In running quickstart example code, got "IndexError: list index out of range"

I got the following error after loading the saved model for prediction, using the exactly the same example code shown in QuickStart.

Traceback (most recent call last):
  File "/Users/minioat/Downloads/git_repo/oat_pytorch_tutorial/quickstart.py", line 163, 
in <module>
    predicted, actual = classes[pred[0].argmax(0)], classes[y]
IndexError: list index out of range

May I ask what I missed here?
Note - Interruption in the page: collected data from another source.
PR #3640, opened 2020-08-10
FIR: record use of backing field symbol to indeed add a backing field

jsjeon:
The motivation was `secondaryConstructors.withoutPrimarySimple`:
```
class A {
    val value: String
        get() = field + "K"

    constructor(o: String) {
        value = o
    }
}

fun box() = A("O").value
```
Class `A` doesn't have a primary constructor; property `value` is initialized in the secondary constructor; and in the non-default `get`ter of `value`, its initial value stored at the backing field is accessed as `field`. That is, we need a backing field for a property, if it is referred via `field` in its accessors.

To that end, when we transform `field` reference to a qualified access expression, we can mark that that property is referred via `field`. Then, during conversion, we can add the corresponding backing field.

### DIFF
--- a/compiler/fir/fir2ir/src/org/jetbrains/kotlin/fir/backend/Fir2IrDeclarationStorage.kt
+++ b/compiler/fir/fir2ir/src/org/jetbrains/kotlin/fir/backend/Fir2IrDeclarationStorage.kt
@@ -668,8 +668,10 @@ class Fir2IrDeclarationStorage(
                     val setter = property.setter
                     // TODO: this checks are very preliminary, FIR resolve should determine backing field presence itself
                     if (property.isConst || (property.modality != Modality.ABSTRACT && (irParent !is IrClass || !irParent.isInterface))) {
-                        if (initializer != null || getter is FirDefaultPropertyGetter ||
-                            property.isVar && setter is FirDefaultPropertySetter
+                        if (initializer != null ||
+                            getter is FirDefaultPropertyGetter ||
+                            property.isVar && setter is FirDefaultPropertySetter ||
+                            property.backingFieldSymbol.isReferenced
                         ) {
                             backingField = createBackingField(
                                 property, IrDeclarationOrigin.PROPERTY_BACKING_FIELD, descriptor,
--- a/compiler/fir/resolve/src/org/jetbrains/kotlin/fir/FirCallResolver.kt
+++ b/compiler/fir/resolve/src/org/jetbrains/kotlin/fir/FirCallResolver.kt
@@ -515,6 +515,7 @@ class FirCallResolver(
                 val candidate = candidates.single()
                 val coneSymbol = candidate.symbol
                 if (coneSymbol is FirBackingFieldSymbol) {
+                    coneSymbol.isReferenced = true
                     return buildBackingFieldReference {
                         this.source = source
                         resolvedSymbol = coneSymbol
--- a/compiler/fir/tree/src/org/jetbrains/kotlin/fir/symbols/impl/FirVariableSymbol.kt
+++ b/compiler/fir/tree/src/org/jetbrains/kotlin/fir/symbols/impl/FirVariableSymbol.kt
@@ -32,7 +32,10 @@ open class FirPropertySymbol(
     constructor(name: Name) : this(CallableId(name))
 }
 
-class FirBackingFieldSymbol(callableId: CallableId) : FirVariableSymbol<FirProperty>(callableId)
+class FirBackingFieldSymbol(
+    callableId: CallableId,
+    var isReferenced: Boolean = false
+) : FirVariableSymbol<FirProperty>(callableId)
 
 class FirDelegateFieldSymbol<D : FirVariable<D>>(callableId: CallableId) : FirVariableSymbol<D>(callableId) {
     val delegate: FirExpression
--- a/compiler/testData/codegen/box/operatorConventions/augmentedAssignmentInInitializer.kt
+++ b/compiler/testData/codegen/box/operatorConventions/augmentedAssignmentInInitializer.kt
@@ -1,4 +1,3 @@
-// IGNORE_BACKEND_FIR: JVM_IR
 abstract class A {
     val b = B("O")
 
--- a/compiler/testData/codegen/box/secondaryConstructors/withoutPrimarySimple.kt
+++ b/compiler/testData/codegen/box/secondaryConstructors/withoutPrimarySimple.kt
@@ -1,4 +1,3 @@
-// IGNORE_BACKEND_FIR: JVM_IR
 class A {
     val value: String
         get() = field + "K"


compiler/fir/resolve/src/org/jetbrains/kotlin/fir/resolve/transformers/body/resolve/FirExpressionsResolveTransformer.kt
```diff
@@ -69,6 +68,7 @@ open class FirExpressionsResolveTransformer(transformer: FirBodyResolveTransform
         qualifiedAccessExpression.transformAnnotations(this, data)
         qualifiedAccessExpression.transformTypeArguments(transformer, ResolutionMode.ContextIndependent)
 
+        val wasField = (qualifiedAccessExpression.calleeReference as? FirNamedReference)?.name == Name.identifier("field")
```
punzki, line 71: There is the constant `NAME_FOR_BACKING_FIELD` in `compiler/fir/tree/.../DefaultNames.kt`.

compiler/fir/fir2ir/src/org/jetbrains/kotlin/fir/backend/Fir2IrDeclarationStorage.kt
```diff
@@ -662,8 +662,11 @@ class Fir2IrDeclarationStorage(
                     val setter = property.setter
                     // TODO: this checks are very preliminary, FIR resolve should determine backing field presence itself
                     if (property.isConst || (property.modality != Modality.ABSTRACT && (irParent !is IrClass || !irParent.isInterface))) {
-                        if (initializer != null || getter is FirDefaultPropertyGetter ||
-                            property.isVar && setter is FirDefaultPropertySetter
+                        if (initializer != null ||
+                            getter is FirDefaultPropertyGetter ||
+                            property.isVar && setter is FirDefaultPropertySetter ||
+                            property.isReferredViaField == true ||
+                            property.hasJvmFieldAnnotation
```
punzki, line 669: Should there be some test that would be enabled with this additional condition `hasJvmFieldAnnotation`?

compiler/fir/resolve/src/org/jetbrains/kotlin/fir/resolve/transformers/body/resolve/FirExpressionsResolveTransformer.kt
jsjeon: Good to know that, thanks.

compiler/fir/fir2ir/src/org/jetbrains/kotlin/fir/backend/Fir2IrDeclarationStorage.kt
jsjeon: It should, but as mentioned above in the TODO, it's rather better to extend these conditions/tests separately during resolution. I'd file an issue later, like "when/how to determine backing field presence during resolution". I'll remove this for now, since it's out of scope of PR anyway.

jsjeon: Filed https://youtrack.jetbrains.com/issue/KT-41014

compiler/fir/resolve/src/org/jetbrains/kotlin/fir/resolve/transformers/body/resolve/FirExpressionsResolveTransformer.kt
```diff
@@ -69,6 +68,7 @@ open class FirExpressionsResolveTransformer(transformer: FirBodyResolveTransform
         qualifiedAccessExpression.transformAnnotations(this, data)
         qualifiedAccessExpression.transformTypeArguments(transformer, ResolutionMode.ContextIndependent)
 
+        val wasField = (qualifiedAccessExpression.calleeReference as? FirNamedReference)?.name == NAME_FOR_BACKING_FIELD
```
mglukhikh, line 71: This can work in 99% cases but looks very hacky. E.g. it can be broken by a local `val field`.

mglukhikh (commented):
I will try to think about better solution here. Yet I don't like how it looks, sorry.

compiler/fir/tree/src/org/jetbrains/kotlin/fir/declarations/FirDeclarationUtil.kt
```diff
@@ -116,6 +116,8 @@ fun FirRegularClass.addDeclaration(declaration: FirDeclaration) {
 
 private object IsFromVarargKey : FirDeclarationDataKey()
 var FirProperty.isFromVararg: Boolean? by FirDeclarationDataRegistry.data(IsFromVarargKey)
+private object IsReferredViaField: FirDeclarationDataKey()
+var FirProperty.isReferredViaField: Boolean? by FirDeclarationDataRegistry.data(IsReferredViaField)
```
mglukhikh, line 120: Well, it may be possible but it's better to avoid such code....

compiler/fir/resolve/src/org/jetbrains/kotlin/fir/resolve/transformers/body/resolve/FirExpressionsResolveTransformer.kt
jsjeon: I didn't know that `field` isn't a hard keyword: https://kotlinlang.org/docs/reference/keyword-reference.html#soft-keywords 😮  That means, the condition below should also check if the resolved property indeed matches the enclosing property.

We don't have a special construct to wrap backing field `field`; it's just named reference up to this point, and that's why I thought it's inevitable to look at name `field` itself. But, speaking of checking the enclosing property, I just came up with an alternative: once resolved, if that is a property, and if that backing field access is within its own accessors, now we know that property needs the presence of the backing field. Will try this.

compiler/fir/tree/src/org/jetbrains/kotlin/fir/declarations/FirDeclarationUtil.kt
jsjeon: Not sure you don't like this kind of attribute addition or marking the presence of backing field for a property. As per the TODO in the conversion: `FIR resolve should determine backing field presence itself`, it is okay to mark the presence of backing field somehow...? E.g., adding a bit to `FirProperty` or encoding as a resolved state change of `FirProperty`?

mglukhikh: Tomorrow we will discuss it and decide something.

compiler/fir/resolve/src/org/jetbrains/kotlin/fir/resolve/transformers/body/resolve/FirExpressionsResolveTransformer.kt
jsjeon: I have no idea why I have checked the name `field` and backing field reference below together. Checking the backing field reference is simply enough, since it literally means a backing field of a property is referenced! Also, considering where to mark, I found it's better to do something when the backing field reference is generated, not here. Updated the other place instead.

compiler/fir/tree/src/org/jetbrains/kotlin/fir/declarations/FirDeclarationUtil.kt
jsjeon: After seeing how resolve state works, I found it doesn't make sense to add the presence of a backing field as a resolved state. Also, instead of `FirProperty`, I found that a backing field symbol is always bound, so when that symbol is used to create a backing field reference, actually that is a good timing to indicate that this property's backing field is referenced. Hence, added a flag to the symbol.

mglukhikh:
Looks much better, thank you. We'll discuss backing fields last time today, and then I'll merge this PR (may be with some simple changes).

mglukhikh:
Merged manually 👍 During today discussion, colleagues convinced me to return attribute back: https://github.com/JetBrains/kotlin/commit/c6417696cfbd1ccc47a3e828ccd4f56906aedaf4. Also I introduced 'hasBackingField': https://github.com/JetBrains/kotlin/commit/962059a878e9881a0d4df7c07168e30f3c590d94 and fixed attribute exception: https://github.com/JetBrains/kotlin/commit/5702fb3b2230d68d56ea0ef97ad5a062b892573a.

jsjeon:
Thank you for the update!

The code is shown in this gist.

Complete running and error messages:

> python quickstart.py

PyTorch version: 2.0.1
Shape of X [N, C, H, W]: torch.Size([64, 1, 28, 28])
Shape of y: torch.Size([64]) torch.int64
Using mps device
Model:
NeuralNetwork(
  (flatten): Flatten(start_dim=1, end_dim=-1)
  (linear_relu_stack): Sequential(
    (0): Linear(in_features=784, out_features=512, bias=True)
    (1): ReLU()
    (2): Linear(in_features=512, out_features=512, bias=True)
    (3): ReLU()
    (4): Linear(in_features=512, out_features=10, bias=True)
  )
)
Epoch 1
-------------------------------
loss: 2.305242 [   64/60000]
loss: 2.289008 [ 6464/60000]
loss: 2.267145 [12864/60000]
loss: 2.264364 [19264/60000]
loss: 2.235085 [25664/60000]
loss: 2.225608 [32064/60000]
loss: 2.227139 [38464/60000]
loss: 2.197326 [44864/60000]
loss: 2.195373 [51264/60000]
loss: 2.160924 [57664/60000]
Test error: 
 Accuracy: 0.0%, Avg loss: 2.150579

Epoch 2
-------------------------------
loss: 2.158707 [   64/60000]
loss: 2.150648 [ 6464/60000]
loss: 2.091588 [12864/60000]
loss: 2.111565 [19264/60000]
loss: 2.047482 [25664/60000]
loss: 2.005746 [32064/60000]
loss: 2.025058 [38464/60000]
loss: 1.950950 [44864/60000]
loss: 1.954253 [51264/60000]
loss: 1.881486 [57664/60000]
Test error: 
 Accuracy: 0.0%, Avg loss: 1.876239

Epoch 3
-------------------------------
loss: 1.903327 [   64/60000]
loss: 1.879490 [ 6464/60000]
loss: 1.756992 [12864/60000]
loss: 1.798573 [19264/60000]
loss: 1.678978 [25664/60000]
loss: 1.649856 [32064/60000]
loss: 1.656017 [38464/60000]
loss: 1.567788 [44864/60000]
loss: 1.587256 [51264/60000]
loss: 1.482197 [57664/60000]
Test error: 
 Accuracy: 0.0%, Avg loss: 1.499892

Epoch 4
-------------------------------
loss: 1.561598 [   64/60000]
loss: 1.538423 [ 6464/60000]
loss: 1.381259 [12864/60000]
loss: 1.449662 [19264/60000]
loss: 1.327623 [25664/60000]
loss: 1.339831 [32064/60000]
loss: 1.338461 [38464/60000]
loss: 1.277467 [44864/60000]
loss: 1.306573 [51264/60000]
loss: 1.209029 [57664/60000]
Test error: 
 Accuracy: 0.0%, Avg loss: 1.232618

Epoch 5
-------------------------------
loss: 1.305687 [   64/60000]
loss: 1.300576 [ 6464/60000]
loss: 1.125573 [12864/60000]
loss: 1.228220 [19264/60000]
loss: 1.100806 [25664/60000]
loss: 1.140190 [32064/60000]
loss: 1.148437 [38464/60000]
loss: 1.099727 [44864/60000]
loss: 1.133196 [51264/60000]
loss: 1.053014 [57664/60000]
Test error: 
 Accuracy: 0.0%, Avg loss: 1.069904

Done!
Saved PyTorch Model State to model.pth
Traceback (most recent call last):
  File "/Users/minioat/Downloads/git_repo/oat_pytorch_tutorial/quickstart.py", line 163, 
in <module>
    predicted, actual = classes[pred[0].argmax(0)], classes[y]
IndexError: list index out of range

Check the values and shapes of all used tensors in:

classes[pred[0].argmax(0)], classes[y]

to narrow down which operation fails.
Based on the error message I would assume classes[y] fails.
The code creates y via y = test_data[0][1] and classes as a list of all 10 classes, so it’s unclear why this operation would fail.